PR #1534, opened 2026-03-10
Add HED read support from events.json sidecar

bruAristimunha:
## Summary

- Read HED tags from JSON sidecar annotations (`"trial_type": {"HED": {"show_face": "Sensory-event"}}`) and/or direct HED column in `events.tsv`
- Create `HEDAnnotations` (from MNE-Python) when available, with graceful fallback for older MNE versions
- Add `_assemble_hed_from_sidecar()` to resolve categorical and template HED specs per row
- Add `_read_hed_version()` to read `HEDVersion` from `dataset_description.json`
- Add `_safe_iadd_annotations()` to handle merging `HEDAnnotations` with regular `Annotations`
- Update tiny_bids fixture with HED sidecar data and HEDVersion

## Test plan

- [x] `test_events_file_to_annotation_kwargs` — HED column separated from extras
- [x] `test_handle_events_reading_hed` — column HED, default version fallback, n/a fallback
- [x] `test_assemble_hed_from_sidecar` — categorical + template HED assembly
- [x] `test_handle_events_reading_sidecar_hed` — sidecar HED → HEDAnnotations


mne_bids/tests/test_read.py
```diff
@@ -2036,3 +2036,103 @@ def test_events_file_to_annotation_kwargs(tmp_path):
...
+    ]
+    if ev_kwargs_hed["extras"] is not None:
+        for extra in ev_kwargs_hed["extras"]:
+            assert "HED" not in extra
+
+
+def test_handle_events_reading_hed(tmp_path):
+    """Test HEDAnnotations from column HED, sidecar HED, and fallbacks."""
+    if not hasattr(mne, "HEDAnnotations"):
+        pytest.skip("HEDAnnotations requires a recent MNE-Python version")
```
drammock:
```suggestion
        pytest.skip("HEDAnnotations requires MNE-Python 1.12 or newer")
```

mne_bids/read.py
```diff
@@ -118,6 +120,23 @@ def _read_raw(
...
+        annotations += new_annotations
+    except TypeError:
+        # HEDAnnotations can't merge with regular Annotations.
+        # Convert to regular Annotations to allow merge.
+        annotations = mne.Annotations(
+            onset=annotations.onset,
+            duration=annotations.duration,
+            description=annotations.description,
+            orig_time=annotations.orig_time,
+        )
```
drammock: shouldn't you convert the HED information into `extras` here, so the info isn't lost?

bruAristimunha: true!

mne_bids/read.py
```diff
@@ -118,6 +120,23 @@ def _read_raw(
     return raw
 
 
+def _safe_iadd_annotations(annotations, new_annotations):
```
drammock: also, wondering if it would be better to add this functionality to MNE-Python instead (e.g., add code in the `__iadd__` of plain Annotations to handle the special case of trying to add HEDAnnotations to them)?

bruAristimunha:
One dataset showing working:

You will need to install this branch:

```shell
pip install git+https://github.com/bruAristimunha/mne-bids.git@feat/hed-read-support
```

```python
import openneuro                                                                                                                                                                           
from mne_bids import read_raw_bids, BIDSPath
                                                                                                                                                                                           
# Download one subject (~120MB) from ds002893 (Auditory-Visual Attention Shift)                                                                                                          
openneuro.download(                                                                                                                                                                      
    dataset="ds002893",
    target_dir="/tmp/ds002893",
    include=["dataset_description.json", "participants.tsv",
             "participants.json", "task-*_events.json", "sub-001/**"],
    verify_hash=False,
)

# Read with MNE-BIDS — HED is assembled from the JSON sidecar automatically
bids_path = BIDSPath(
    subject="001", task="AuditoryVisualShift", run="01",
    datatype="eeg", root="/tmp/ds002893",
)
raw = read_raw_bids(bids_path, verbose="warning")

# HEDAnnotations created successfully
print(f"Type: {type(raw.annotations).__name__}")  # HEDAnnotations
print(f"Events: {len(raw.annotations)}")           # 5856
print(f"HED version: {raw.annotations._hed_version}")  # 8.0.0

# Each annotation has a full HED string assembled from 7 sidecar columns
for desc, hed in zip(raw.annotations.description[:3],
                     raw.annotations.hed_string[:3]):
    print(f"\n  {desc}:\n    {hed}")
```

mne_bids/read.py
bruAristimunha: fixed

mne_bids/read.py
bruAristimunha: It is a very short function; you decide what is best here. If you think this solves more at the root, I'm happy to open the PR.

drammock: my feeling is: people might want to do this with data that isn't BIDS-formatted, so why not support that too?  There's nothing BIDS-specific about wanting to combine HED with non-HED annotations.

bruAristimunha: Issue created @drammock, I will create the PR at MNE-Python: https://github.com/mne-tools/mne-python/issues/13735

bruAristimunha:
it is necessary to merge first the mne-tools/mne-python#13736

bruAristimunha:
hey @drammock,

I was wondering, gentil ping here

bruAristimunha:
hey @larsoner, can we merge this please?

mne_bids/read.py
```diff
@@ -744,44 +768,138 @@ def events_file_to_annotation_kwargs(events_fname: str | Path, *, verbose=None)
...
+
+def _assemble_hed_from_sidecar(events_dict, events_json_fname):
+    """Assemble per-row HED strings from column annotations in events.json."""
+    if events_json_fname is None:
+        return None
+
+    try:
+        with open(events_json_fname, encoding="utf-8-sig") as f:
+            sidecar = json.load(f)
+    except (json.JSONDecodeError, OSError):
```
larsoner: Seems like we should at least emit a warning if the file exists but cannot be read. If that's already done elsewhere, can you add a comment saying so?

mne_bids/read.py
```diff
@@ -744,44 +768,138 @@ def events_file_to_annotation_kwargs(events_fname: str | Path, *, verbose=None)
...
+        try:
+            annot_from_events = mne.HEDAnnotations(
+                onset=annotations_info["onset"],
+                duration=annotations_info["duration"],
+                description=annotations_info["description"],
+                hed_string=hed_strings,
+                hed_version=_read_hed_version(bids_root) or _DEFAULT_HED_VERSION,
+                extras=extras,
             )
+        except (AttributeError, ValueError, ImportError):
```
larsoner: Seems like we should emit a warning saying HED was detected but not able to be parsed

mne_bids/read.py
bruAristimunha: Fixed in f63a93ff. `_assemble_hed_from_sidecar` now emits a `RuntimeWarning` when the sidecar exists but cannot be decoded (JSONDecodeError / OSError). `FileNotFoundError` stays silent since a missing sidecar is expected.

mne_bids/read.py
bruAristimunha: Fixed in f63a93ff. `_handle_events_reading` now emits a `RuntimeWarning` ("HED annotations were detected but could not be parsed") before falling back to regular `Annotations`. HED strings remain preserved in `extras`.

bruAristimunha:
@larsoner your turn now :)

drammock:
lots of failing CIs @bruAristimunha

mne_bids/read.py
```diff
@@ -43,6 +50,8 @@
     warn,
 )
 
+_DEFAULT_HED_VERSION = "8.3.0"
```
scott-huberty: Should this live in `mne_bids.config`?

mne_bids/tests/test_read.py
```diff
@@ -2095,3 +2099,233 @@ def test_events_file_to_annotation_kwargs(tmp_path):
...
+    return bids_root, events_tsv, events_json, raw
+
+
+def test_handle_events_reading_hed(_hed_tiny_bids):
+    """Test HEDAnnotations from column HED, sidecar HED, and fallbacks."""
+    pytest.importorskip("hed")
+    try:
+        from mne.annotations import HEDAnnotations
+    except ImportError:
+        pytest.skip("HEDAnnotations not available in this MNE version")
```
scott-huberty: Would `pytest.importorskip("mne", minversion=min_supported_version)` work?

mne_bids/read.py
scott-huberty: Should this be moved to `mne_bids.config`?

mne_bids/read.py
```diff
@@ -744,45 +775,178 @@ def events_file_to_annotation_kwargs(events_fname: str | Path, *, verbose=None)
...
+                continue
+
+            if isinstance(hed_spec, dict):
+                # Categorical: {"famous_face": "Def/Famous-face-cond", ...}
+                tag = hed_spec.get(val_str)
+                if tag:
+                    per_row_tags[i].append(tag)
+            elif isinstance(hed_spec, str) and "#" in hed_spec:
+                # Value template: "Item-interval/#"
+                per_row_tags[i].append(hed_spec.replace("#", val_str))
```
scott-huberty, line 827: Do we need an `else` here?

mne_bids/read.py
```diff
@@ -744,45 +775,178 @@ def events_file_to_annotation_kwargs(events_fname: str | Path, *, verbose=None)
...
+                warn(
+                    "The version of MNE-Python you are using (<1.10) does "
+                    "not support the extras argument in mne.Annotations. "
+                    f"The extra column(s) {list(extras[0].keys())} will be "
+                    "ignored."
+                )
+            annot_from_events = mne.Annotations(
+                onset=annotations_info["onset"],
+                duration=annotations_info["duration"],
+                description=annotations_info["description"],
```
```suggestion
        kwargs = dict(
            onset=annotations_info["onset"],
            duration=annotations_info["duration"],
            description=annotations_info["description"],
        )
        try:
            annot_from_events = mne.Annotations(**kwargs, extras=extras)
        except TypeError:
            if extras:
                warn(
                    "The version of MNE-Python you are using (<1.10) does "
                    "not support the extras argument in mne.Annotations. "
                    f"The extra column(s) {list(extras[0].keys())} will be "
                    "ignored."
                )
            annot_from_events = mne.Annotations(**kwargs)
```

mne_bids/read.py
```diff
@@ -744,45 +775,178 @@ def events_file_to_annotation_kwargs(events_fname: str | Path, *, verbose=None)
...
             )
```
scott-huberty, line 929:
```suggestion
```

mne_bids/read.py
```diff
@@ -17,6 +17,13 @@
 from mne.transforms import apply_trans
 from mne.utils import get_subjects_dir, logger
 
+try:
+    # HEDAnnotations was added in MNE 1.12; importing from mne.annotations
+    # works regardless of whether the top-level lazy-loader stub re-exports it.
+    from mne.annotations import HEDAnnotations as _HEDAnnotations
+except ImportError:
+    _HEDAnnotations = None
+
```
```suggestion
```

mne_bids/read.py
```diff
@@ -744,45 +775,178 @@ def events_file_to_annotation_kwargs(events_fname: str | Path, *, verbose=None)
...
+    # Try to create HEDAnnotations when all HED strings are valid.
+    # Skip silently when MNE is too old to expose HEDAnnotations — that is a
+    # feature-availability fallback, not a parse failure (HED is still kept in
+    # extras). Only warn when construction is actually attempted and fails.
+    annot_from_events = None
+    if (
+        hed_strings is not None
+        and all(s and s != "n/a" for s in hed_strings)
+        and _HEDAnnotations is not None
```
```suggestion
```

mne_bids/read.py
```diff
@@ -744,45 +775,178 @@ def events_file_to_annotation_kwargs(events_fname: str | Path, *, verbose=None)
...
+        try:
+            annot_from_events = _HEDAnnotations(
+                onset=annotations_info["onset"],
+                duration=annotations_info["duration"],
+                description=annotations_info["description"],
+                hed_string=hed_strings,
+                hed_version=_read_hed_version(bids_root) or _DEFAULT_HED_VERSION,
+                extras=extras,
+            )
+        except (AttributeError, ValueError, ImportError) as exc:
```
scott-huberty: If you use my pattern above, I think this `ImportError` can be removed from this tuple?

mne_bids/read.py
scott-huberty: more DRY?

mne_bids/read.py
```diff
@@ -744,45 +775,178 @@ def events_file_to_annotation_kwargs(events_fname: str | Path, *, verbose=None)
...
+        )
+        return None
+
+
+def _handle_events_reading(
+    events_fname, raw, *, bids_root=None, events_json_fname=None
+):
     """Read associated events.tsv and convert valid events to annotations on Raw."""
-    annotations_info = events_file_to_annotation_kwargs(events_fname)
+    events_dict = _from_tsv(events_fname)
```
```suggestion
    mne_supports_hed = mne.utils.check_version(mne, min_version="1.12")
    events_dict = _from_tsv(events_fname)
```

mne_bids/read.py
```suggestion
        and mne_supports_hed
```

scott-huberty (commented):
First pass, let me know if I misunderstood anything, @bruAristimunha !

mne_bids/read.py
bruAristimunha: Moved to `mne_bids.config` as `DEFAULT_HED_VERSION` in 77c6efb4, alongside the other version constants.

bruAristimunha: Done — moved to `mne_bids.config.DEFAULT_HED_VERSION` in 77c6efb4.

mne_bids/tests/test_read.py
bruAristimunha: Good call — switched to `pytest.importorskip('mne', minversion='1.12')` in 77c6efb4 (both HED tests).

mne_bids/read.py
bruAristimunha: Applied in 77c6efb4 — shared `kwargs = dict(onset=..., duration=..., description=...)` used by both the HEDAnnotations call and the plain Annotations fallback.

mne_bids/read.py
bruAristimunha: Dropped the module-level `try: from mne.annotations import HEDAnnotations / except ImportError` in 77c6efb4 in favor of a runtime `mne.utils.check_version('mne', min_version='1.12')` gate.

mne_bids/read.py
bruAristimunha: Dropped `AttributeError` (version gate eliminates it) and kept `(ValueError, ImportError)` — `ImportError` still fires when `hedtools` is missing inside `HEDAnnotations.__init__`. Done in 77c6efb4.

mne_bids/read.py
bruAristimunha: Added `mne_supports_hed = check_version('mne', min_version='1.12')` in 77c6efb4 (passing the string `'mne'`; passing the module object tripped MNE's lazy-loader on `startswith`).

mne_bids/read.py
bruAristimunha: Replaced the `_HEDAnnotations is not None` guard with `mne_supports_hed` in 77c6efb4.

mne_bids/read.py
bruAristimunha: No `else` needed here — the BIDS spec only defines column-level HED as a dict (categorical map) or a string containing `#` (value template). Anything else (e.g. a plain string) is not a documented shape, so silently skipping matches the BIDS-compliant behavior. Happy to add an `else: pass  # BIDS does not define` comment if that would be clearer.

mne_bids/read.py
bruAristimunha: On reflection, reverted in 95fd798f: `_DEFAULT_HED_VERSION` is a default data-schema fallback used by one function, not a dependency/spec pin like `BIDS_VERSION` / `PYBV_VERSION`. Grouping them by name suffix only is superficial, and the leading underscore signalled module-private. Kept it at the top of `read.py`. Happy to reconsider if there's a second consumer in flight.

bruAristimunha: Same as above — reverted in 95fd798f. Reasoning: the other `*_VERSION` constants in config are package pins; `_DEFAULT_HED_VERSION` is a module-private fallback for a data schema, so it stays with its single consumer.

bruAristimunha: Actually better: dropped the constant entirely in f11ec12d. `mne.HEDAnnotations.__init__` already defaults `hed_version='8.3.0'` (mne/annotations.py:1054), so duplicating it here adds nothing. We now only pass `hed_version=` when the dataset specifies one; otherwise we omit the kwarg and let MNE's default apply.

mne_bids/read.py
bruAristimunha: You were right — my earlier justification was wrong. MNE's `_soft_import` actually raises `RuntimeError` (not `ImportError`), so the original tuple missed the missing-hedtools case. Fixed in fc8db7eb: now `except (RuntimeError, ValueError)`, with a comment noting which MNE call raises which, plus a parametrized test covering both failure modes.

mne_bids/read.py
bruAristimunha: Added a one-line comment in fc8db7eb: `# Other shapes are not defined by the BIDS HED spec; silently skip.` Happy to switch to an explicit `else: warn(...)` if you'd prefer louder feedback for malformed sidecars.

bruAristimunha:
should be better @scott-huberty :)

mne_bids/read.py
```diff
@@ -744,45 +766,188 @@ def events_file_to_annotation_kwargs(events_fname: str | Path, *, verbose=None)
...
+        duration=annotations_info["duration"],
+        description=annotations_info["description"],
+    )
+
+    # HED path: only when MNE >=1.12 and every row has a usable HED string.
+    if (
+        hed_strings is not None
+        and all(s and s != "n/a" for s in hed_strings)
+        and check_version("mne", min_version="1.12")
+    ):
```
scott-huberty, line 902: @bruAristimunha do you think that we should warn the user if their raw object has HED annotations but we can't save them using the new and improved HED path?

scott-huberty (approved):
Still hitting a CI failure due to OpenNeuro

mne_bids/read.py
bruAristimunha: solved now @scott-huberty :)

scott-huberty:
@larsoner and/or @drammock CI's are green, do either of you want to look at this again?

larsoner:
Nope feel free to merge if you're happy @scott-huberty !

mne_bids/tests/data/tiny_bids/sub-01/ses-eeg/eeg/sub-01_ses-eeg_task-rest_events.json
```diff
@@ -6,6 +6,10 @@
         "Description": "The event code (also known as trigger code or event ID) associated with the event."
     },
     "trial_type": {
-        "Description": "The type, category, or name of the event."
+        "Description": "The type, category, or name of the event.",
+        "HED": {
+            "start_experiment": "Experiment-structure",
+            "show_stimulus": "Sensory-event, Visual-presentation"
+        }
```
drammock, line 13: I may be naive about how HED+BIDS is supposed to work, but...  does this even make sense?  We're in a JSON sidecar which is supposed to just define the meanings / units of the columns in events.tsv.  Why are there nested keys here, and why do the values look like experimental data... and why no corresponding columns in the `.tsv` file?

drammock (changes requested):

mne_bids/tests/data/tiny_bids/sub-01/ses-eeg/eeg/sub-01_ses-eeg_task-rest_events.json
drammock: never mind. I read up on it. Sorry for the noise.

drammock (approved):

bruAristimunha:
can we merge @scott-huberty, @larsoner and @scott-huberty ? I would like to move on to the writing part, and I need this one to be merged.

larsoner:
Yeah looks good, merging `main` into this branch and marking for merge-when-green, thanks in advance @bruAristimunha !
┄┄┄┄┄┄┄┄┄┄
The assignment is to restate, word for word, each line from the one containing "drammock, line 13: I" through the final line of the material above.

drammock, line 13: I may be naive about how HED+BIDS is supposed to work, but...  does this even make sense?  We're in a JSON sidecar which is supposed to just define the meanings / units of the columns in events.tsv.  Why are there nested keys here, and why do the values look like experimental data... and why no corresponding columns in the `.tsv` file?

drammock (changes requested):

mne_bids/tests/data/tiny_bids/sub-01/ses-eeg/eeg/sub-01_ses-eeg_task-rest_events.json
drammock: never mind. I read up on it. Sorry for the noise.

drammock (approved):

bruAristimunha:
can we merge @scott-huberty, @larsoner and @scott-huberty ? I would like to move on to the writing part, and I need this one to be merged.

larsoner:
Yeah looks good, merging `main` into this branch and marking for merge-when-green, thanks in advance @bruAristimunha !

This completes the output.